On May 29, 2008, at 4:15 AM, Dr. Markus Schmidt wrote:

> Here is a comment to JCs request from today.
> The smallest bioprocessing unit (BPU) would be the cell, at least in
> conventional thinking, so creating a structure that could harbour
> those BPU in a controlled way would be agood starting point.
>
> Probably there is more out there, anyway, here is an article about
> such a structure
>
> Methods Mol Biol. 2007;352:237-48.Links
> Compartmentalized self-replication: a novel method for the directed
> evolution of polymerases and other enzymes.
> Ghadessy FJ, Holliger P.
> MRC Laboratory of Molecular Biology, Cambridge, UK.
>
> Compartmentalized self-replication (CSR) is a novel method for the
> directed evolution of enzymes and, in particular, polymerases. In its
> simplest form, CSR consists of a simple feedback loop involving a
> polymerase that replicates only its own encoding gene (self-
> replication). Self-replication occurs in discrete, spatially separate,
> noncommunicating compartments formed by a heat-stable water-in-oil
> emulsion. Compartmentalization ensures the linkage of phenotype and
> genotype (i.e., it ensures that each polymerase replicates only its
> own encoding gene to the exclusion of those in the other
> compartments). As a result, adaptive gains by the polymerase directly
> (and proportionally) translate into genetic amplification of the
> encoding polymerase gene. CSR has proven to be a useful strategy for
> the directed evolution of polymerases directly from diverse
> repertoires of polymerase genes.
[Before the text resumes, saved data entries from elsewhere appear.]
PR #1435, opened 2017-09-26
Added note about global case sensitive option

thefliik:
included note about global case sensitive option

Pings:
@cheerfulstoic
@subvertallchris


cheerfulstoic:
:+1: thanks

PR #734, opened 2024-12-28
allow `strict="skip"` for `jsanitize`

jmmshn:
# Optional Alternative Behavior for `jsanitize`

Currently, if we use `strict=False` all of the unserializable objects will be replaced with the `str` representation which will lose information.  The situation I'm thinking of is the case of processing an object that is not necessarily top-level msonable but we still want to convert it to a dictionary first for processing with the `_get_partial_json` mechanism.

This PR adds a new way for `jsanitize` to behave:

If you provide `strict="skip"` it will just ignore any unserializable objects and leave it alone. without converting into a string.

## Summary by CodeRabbit

- **New Features**
	- Enhanced JSON sanitization function with more flexible error handling.
	- Added support for skipping unserializable objects during JSON processing.

- **Tests**
	- Introduced new test case for handling composite objects with mixed serialization capabilities.

- **Bug Fixes**
	- Improved handling of objects that cannot be easily serialized.

### DIFF
--- a/src/monty/json.py
+++ b/src/monty/json.py
@@ -905,7 +905,8 @@ def jsanitize(
             jsanitize will try to get the as_dict() attribute of the object. If
             no such attribute is found, an attribute error will be thrown. If
             strict is False, jsanitize will simply call str(object) to convert
-            the object to a string representation.
+            the object to a string representation.  If "skip" is provided,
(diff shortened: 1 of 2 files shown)


jmmshn:
@coderabbit, can you apply the suggested changes (Enhance test clarity with descriptive messages and complete comments)?

PR #739, opened 2025-01-09
Re-add python 3.9 support

DanielYang59:
## Summary

Re-add python 3.9 support, as the oversight in `dev.deprecated` warning seem to broadly impact downstream packages on Python 3.9 and would require hacky removal of `CI` environment variable 

Also `monty` doesn't really have too many Python version specific functionalities, supporting a broader Python version might bring other fixes to lower Python versions.

### DIFF
--- a/.github/workflows/test.yml
+++ b/.github/workflows/test.yml
@@ -9,7 +9,7 @@ jobs:
       max-parallel: 20
       matrix:
         os: [ubuntu-latest, macos-14, windows-latest]
-        python-version: ["3.10", "3.11", "3.12", "3.13"]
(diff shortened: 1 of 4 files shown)


DanielYang59:
@shyuep Can we re-consider adding back Python 3.9 support? As:
- `monty` doesn't really have too many Python version specific functionality AFAIK, so adding back Python 3.9 would not require any code change AFAIK.
- Python 3.9 is not EOL yet, and as `monty` more is a supplementary package of Python instead of NumPy, perhaps let `monty` follow Python life-cycle while `pymatgen` still follows NEP 29?

shyuep:
Ok with me.

DanielYang59:
Thanks!

PR #746, opened 2025-02-25
Add support for `bson.dbref.DBRef`

mkhorton:
## Summary

`DBRef` is a bson type which holds a pointer to a specific document in a MongoDB collection. This PR adds support for serializing and de-serializing `DBRef` objects to `monty`.

## Summary by CodeRabbit

- **New Features**
	- Enhanced JSON processing to support BSON reference objects, improving the handling of database references in data exchange.
- **Tests**
	- Introduced tests to verify the correct serialization and deserialization of BSON reference objects across various scenarios.
- **Documentation**
	- Updated documentation to outline the new support for BSON reference objects.


mkhorton:
Documentation on `DBRef` is available here:

https://www.mongodb.com/docs/manual/reference/database-references/#format

and in `pymongo` here:

https://pymongo.readthedocs.io/en/stable/api/bson/dbref.html

shyuep:
**🤖 Automated PR review (generated by Claude on behalf of @shyuep)**

- ✅ Symmetric `DBRef` encode/decode mirroring the existing `ObjectId` handling is the right shape, and `o.as_doc()` is the canonical way to dump a `DBRef`.
- ⚠️ **Bug in the new test** (`tests/test_json.py::test_dbref`): `x = json.loads(dbref, cls=MontyDecoder)` is decoding the `DBRef` object itself, not the JSON string `djson` produced above. Should be `json.loads(djson, cls=MontyDecoder)`. As written the test would fail (or trivially pass on `TypeError`) and the round-trip assertions never exercise the decode path.
- ⚠️ CI is red: all 12 `build` matrix jobs fail on the head commit (`d34ad50`). Likely the test bug above; please re-run after fixing.
- ⚠️ **Import block** in `tests/test_json.py` is a bit tangled — the `from bson import json_util` line lives inside the `except ImportError` clause for `DBRef`, so if `DBRef` imports succeed but `json_util` import doesn't, `DBRef` will still get reset to `None`. Split into two independent `try/except` blocks.
- 💡 `branch is dirty` (conflicts with `master`); needs a rebase.
- 💡 Consider asserting `x.id == 1` in the test too to confirm the `$id` field round-trips, and a test where `database` is `None` to confirm the `d.get("$db")` fallback works.
- 💡 Still marked as **draft** — once the test bug and CI are sorted, ready to un-draft.

---

shyuep:
Superseded by #792, which adds bson.dbref.DBRef serialization via the new TypeHandler plugin system (and merges the bson handlers so ObjectId and DBRef share a single class).

A few differences from this PR:

- Wire format uses collection / id / optional database / optional extras instead of bson's $ref / $id / $db. The latter would be intercepted by bson.json_util.loads and reconstructed into a DBRef before our decoder could route the nested `id` field through MontyDecoder.
- The nested id (and any extras) recurse through MontyDecoder().process_decoded, so a DBRef carrying an ObjectId round-trips with id reconstructed as an ObjectId rather than a raw dict.
- jsanitize(allow_bson=True) passes DBRef through unchanged.

Thanks for the original work!

PR #752, opened 2025-05-30
`zopen` wouldn't allow default `mode` nor implicit text/binary `mode`, allow `mode` as positional argument

DanielYang59:
### Summary

Follow up https://github.com/materialyzeai/monty/pull/730

- `io.zopen` wouldn't allow default `mode`, nor implicit text/binary `mode`
- `io.zopen` allows `mode` as positional argument


src/monty/io.py
```diff
@@ -27,8 +27,7 @@ class EncodingWarning(Warning): ...  # Added in Python 3.10
 
 def zopen(
     filename: Union[str, Path],
-    /,
```
DanielYang59, line 30: I guess it's better that we also allow `mode` as a positional argument now that all monty-supported file openers take `mode` as second argument:
https://github.com/materialsvirtuallab/monty/blob/0dd2588667e4bfa0a8436b282b9e1f371ad5abc6/src/monty/io.py#L99-L116

pyproject.toml
```diff
@@ -97,6 +97,9 @@ select = [
 required-imports = ["from __future__ import annotations"]
 known-first-party = ["monty"]
 
+[tool.uv]
+default-groups = "all"
```
DanielYang59, line 101: https://docs.astral.sh/uv/concepts/projects/dependencies/#default-groups
> By default, uv includes the dev dependency group in the environment (e.g., during uv run or uv sync). The default groups to include can be changed using the tool.uv.default-groups setting.

esoteric-ephemera:
Hey @DanielYang59 this is a pretty big breaking change for `monty`. We have a lot of legacy code of the form `zopen(file_name)` with an implicit "r" mode, consistent with standard python's `open`

I get that there's a warning for the transition, but is there a good reason not to follow stdlib's default read mode / utf-8 encoding?

DanielYang59:
> but is there a good reason not to follow stdlib's default read mode / utf-8 encoding?

Yes I believe there is (sorry it seems I forgot to link to the original PR https://github.com/materialyzeai/monty/pull/730 here), you could check more details there, quote:
> Using implicit binary/text mode (no b/t in mode) with zopen would cause different behaviour for text file (file.txt, as TextIO) vs compressed file (file.gz, as BinaryIO), as default mode for open is "text" while default mode for compressed open is binary, as such we would get different data types from the stream (string vs bytes).

esoteric-ephemera:
That's fair, but a better middle path solution here may just be normalizing behaviors across different protocols, e.g., defaulting to `"rt"` / `"utf-8"`, or defaulting to the mode/encoding used by a specific `open` method (stdlib, gzip, etc.)

DanielYang59:
> normalizing behaviors across different protocols, e.g., defaulting to "rt" / "utf-8"

For text mode, we're now using UTF-8 by default (as per PEP 597). Regarding `mode` it's a bit hard to argue. I agree `mode='rt'` would be a good enough default (as I guess most user might expect text), but from my side as it wraps around `open/bz2.open/gzip.open/lzma.open`, so I thought it would be better if we require user to explicitly declare what they want (text or binary), as the default could be quite different:
> [open(file, mode='r', buffering=-1, encoding=None, errors=None, newline=None, closefd=True, opener=None)](https://docs.python.org/3/library/functions.html#open)
[bz2.open(filename, mode='rb', compresslevel=9, encoding=None, errors=None, newline=None)](https://docs.python.org/3/library/bz2.html#bz2.open)
[gzip.open(filename, mode='rb', compresslevel=9, encoding=None, errors=None, newline=None)](https://docs.python.org/3/library/gzip.html#gzip.open)
[lzma.open(filename, mode='rb', *, format=None, check=-1, preset=None, filters=None, encoding=None, errors=None, newline=None)](https://docs.python.org/3/library/lzma.html#lzma.open)

Andrew-S-Rosen:
Am I understanding correctly that now the developer must know if the file is `.gz` or plaintext since this will dictate whether they use `mode="rb"` or `mode="rt"`? That seems like it would defeat much of the value of `zopen`, which meant you could just pass in any arbitrary file that may not be known ahead of time and let `zopen` figure out how to handle it with `mode="r"`.

Now it seems one must do:
```python
exts = (".gz", ".GZ", ".bz2", ".BZ2", ".z", ".Z")
mode = "rb" if any(str(logfile_path).endswith(ext) for ext in exts) else "rt"
```
every single time they call `zopen`, which is clunky.

DanielYang59:
I believe it's not the case, now the user/developer should explicitly state the "desired" mode (whether he wants to open the file as text or binary), something like:
```python
from monty.io import zopen

with zopen("test", mode="rt") as f:
    print(f.readlines())
    print(type(f))

with zopen("test.gz", mode="rt") as f:
    print(f.readlines())
    print(type(f))
```

```
['hello\n', 'world\n']
<class '_io.TextIOWrapper'>
['hello\n', 'world\n']
<class '_io.TextIOWrapper'>
```

In other words, one don't need to know beforehand what format that file is in, only need to tell `zopen` **what they want for the final stream**.

---

Previously it was "convenient" with [no guarantee of the stream type](https://github.com/materialyzeai/monty/pull/730), for example:
```python
with zopen("hello.txt") as file:
    print(file.readline())  # "hello" as string

with zopen("hello.txt.gz") as file:
    print((first_line := file.readline()))  # b'hello\n' as bytes
    print("hello" in first_line)  # TypeError: a bytes-like object is required, not 'str'
```

where one might write the same interface and pass different file types which may or may not work, now user just need to explicitly state if they want text or binary to ensure the stream is in their expected type

Andrew-S-Rosen:
Understood, thanks for the clarification! I'll pass that on to the team here.

PR #755, opened 2025-07-24
Include `size` when encoding torch tensor, release `<3.13` pin for `pint` and `torch`

### LINKED ISSUE #679: [Bug]: Dimension of empty Torch tensor is lost during to_json
### Email (Optional)

_No response_

### Version

v2024.4.17

### Which OS(es) are you using?

- [X] MacOS
- [ ] Windows
- [ ] Linux

### What happened?

Essentially, when saving an empty torch tensor of some dimension, that dimensionality information is lost when converting that tensor into json. This should be an easy fix: detect if the tensor is empty, and if so, explicitly save the dimension instead of the data.

```python
import torch

class Klass(MSONable):
    def __init__(self, a):
        self.a = a

k = Klass(torch.empty(0, 2))

print(k.a.shape)
print(k.as_dict())
print(k.to_json())
```

Results in 

```
torch.Size([0, 2])
{'@module': '__main__', '@class': 'Klass', '@version': None, 'a': tensor([], size=(0, 2))}
{"@module": "__main__", "@class": "Klass", "@version": null, "a": {"@module": "torch", "@class": "Tensor", "dtype": "torch.DoubleTensor", "data": []}}
```

Where the dimension of the empty tensor has been lost.

I'd be happy to take a shot at fixing if you'd like.

By the way, why is this important (i.e., why on earth would we care about the dimension of an empty tensor)? Turns out when sampling from the dataless "uninformative" prior using gpytorch, we need to feed it an empty tensor of the correct dimension. I'd like to be able to save this data along with my model!

### Code snippet

```python
See above
```

### Log output

_No response_

### Code of Conduct

- [X] I agree to follow this project's Code of Conduct

DanielYang59:
### Summary

- Include shape when encoding torch tensor, to fix #679
- Release `<3.13` pin for `pint` and `torch`
- [x] Add backwards compatibility test


src/monty/json.py
```diff
@@ -597,6 +597,7 @@ def default(self, o) -> dict:
                 "@module": "torch",
                 "@class": "Tensor",
                 "dtype": o.type(),
+                "shape": list(o.shape),
```
DanielYang59, line 600: I bit unsure if we should use `shape` or `size`, looks like they're largely the same thing:
- https://github.com/pytorch/pytorch/issues/5544

However seems `size` might be preferred in some case, e.g.:
- [`torch.empty(*size, *, out=None, dtype=None,...`](https://docs.pytorch.org/docs/stable/generated/torch.empty.html#torch-empty)
- https://docs.pytorch.org/docs/stable/tensors.html:
    - Tensor.shape: Returns the size of the self tensor.
    - Tensor.size: Returns the size of the self tensor.

PR #759, opened 2025-08-17
`ScratchDir` avoid overwriting existing file 

### LINKED ISSUE #758: [Bug]: The `ScratchDir` accidentally overwrites stdout files
### Email (Optional)

_No response_

### Version

2025.3.3

### Which OS(es) are you using?

- [ ] MacOS
- [ ] Windows
- [ ] Linux

### What happened?

As I describe within the context of https://github.com/materialsproject/custodian/issues/389, the `ScratchDir` class has a bug when both `copy_to_current_on_exit=True` and `copy_from_current_on_enter=True` are set.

In this chapter, we describe some of
> the CSR protocols used successfully to evolve variants of T. aquaticus
> Pol I (Taq) polymerase with novel and useful properties, such as
> increased thermostability or resistance to the potent inhibitor,
> heparin, from a repertoire of randomly mutated Taq polymerase genes.
>
> Although the compartimentalization was used for different reasons it
> could be a useful starting point .What do you think?
> Markus
>
> Am 29.05.2008 um 08:46 schrieb J C:
>
>> Previously I was thinking at the micro level regarding cell-cell
>> communication
>> or spatial separation of signals.  Is a more macro separation
>> possible, i.e.
>> colony-colony communication?  If each colony represents minimal logic
>> elements, and signals a neighboring colony, then the communication  
>> and
>> signal compatibility/separation occurs at the junction only.
>> Uniqueness of
>> the signals is only a design criteria within the colony.
>>
>> Again, I'm a computer engineer so I don't know specifics of how
>> colonies could
>> neighbor to create signaling pathways while ensuring the colony
>> remains
>> in tact.
>>
>> The resulting circuits would be physically large (I'm not sure what
>> the minimum
>> size of a stable biobrick is, on the order of 1 cm^2 or needs to be
>> larger?)
>> because each colony would effectively represent the "maximum micro-
>> processing
>> unit".  Chaining these together yields combinatorial circuits.  Like
>> laying out
>> discrete transistors on a printed circuit board.  where the  
>> underlying
>> circuit board substrate is agar (?).  What kind of signaling would
>> this be,
>> and how would the signal be drawn to the colony boundary?
>>
>> To build on this, note that most printed circuit boards are multiple
>> layer,
>> i.e. the signaling pathways between logic components exist both on
>> the surface and within the board itself.  So if some material for
>> physical separation
>> of the colonies exists (some membrane?) then the colonies can stack
>> vertically.  (Similar to layering P-N regions on silicon chips with
>> vias to
>> connect 3-dimentional layers to each other)
>>
>> Anyway it's an idea to add to the list, I'm sure someone has
>> discussed it
>> before? Where?
>>
>> Cheers
>> JC
>>
>>
>> On Tue, May 20, 2008 at 4:46 AM, Dr. Markus Schmidt
>> <markus.schmidt at idialog.eu> wrote:
>>> Thanks JC for bringing the issues back into the disussion. The
>>> system-wide
>>> visibility of all gate outputs is a serious obstacle to the
>>> development of
>>> the standardized biopart concept. When I posted the message on
>>> lacking
>>> specifity in February there was hardly any reaction, which really
>>> surprised
>>> me. Sure as long as the experimental phase of biobricks now runs
>>> systems
>>> that contain only few parts, all these problems do not arise, but
>>> thinking
>>> about the future and about the prospect of this approach we should
>>> dedicate
>>> a susbstantial amount of time and energy to come up with solutions.
>>>
>>> If we take electronic integrated circuits as an example (and not  
>>> as a
>>> metapher), than producing compartiments is the goal.
>>>
>>> Which ways are there to produce compartiments?
>>>
>>> To begin with I would say there are spacial, chemical, sematic or
>>> time-based
>>> compartiments.
>>>
>>> 1. Spacial:
>>> 1.1. new organelles. This is a nice idea but how many organelles
>>> can you
>>> engineer into a cell? Tens, hundreds, but certainly not millions.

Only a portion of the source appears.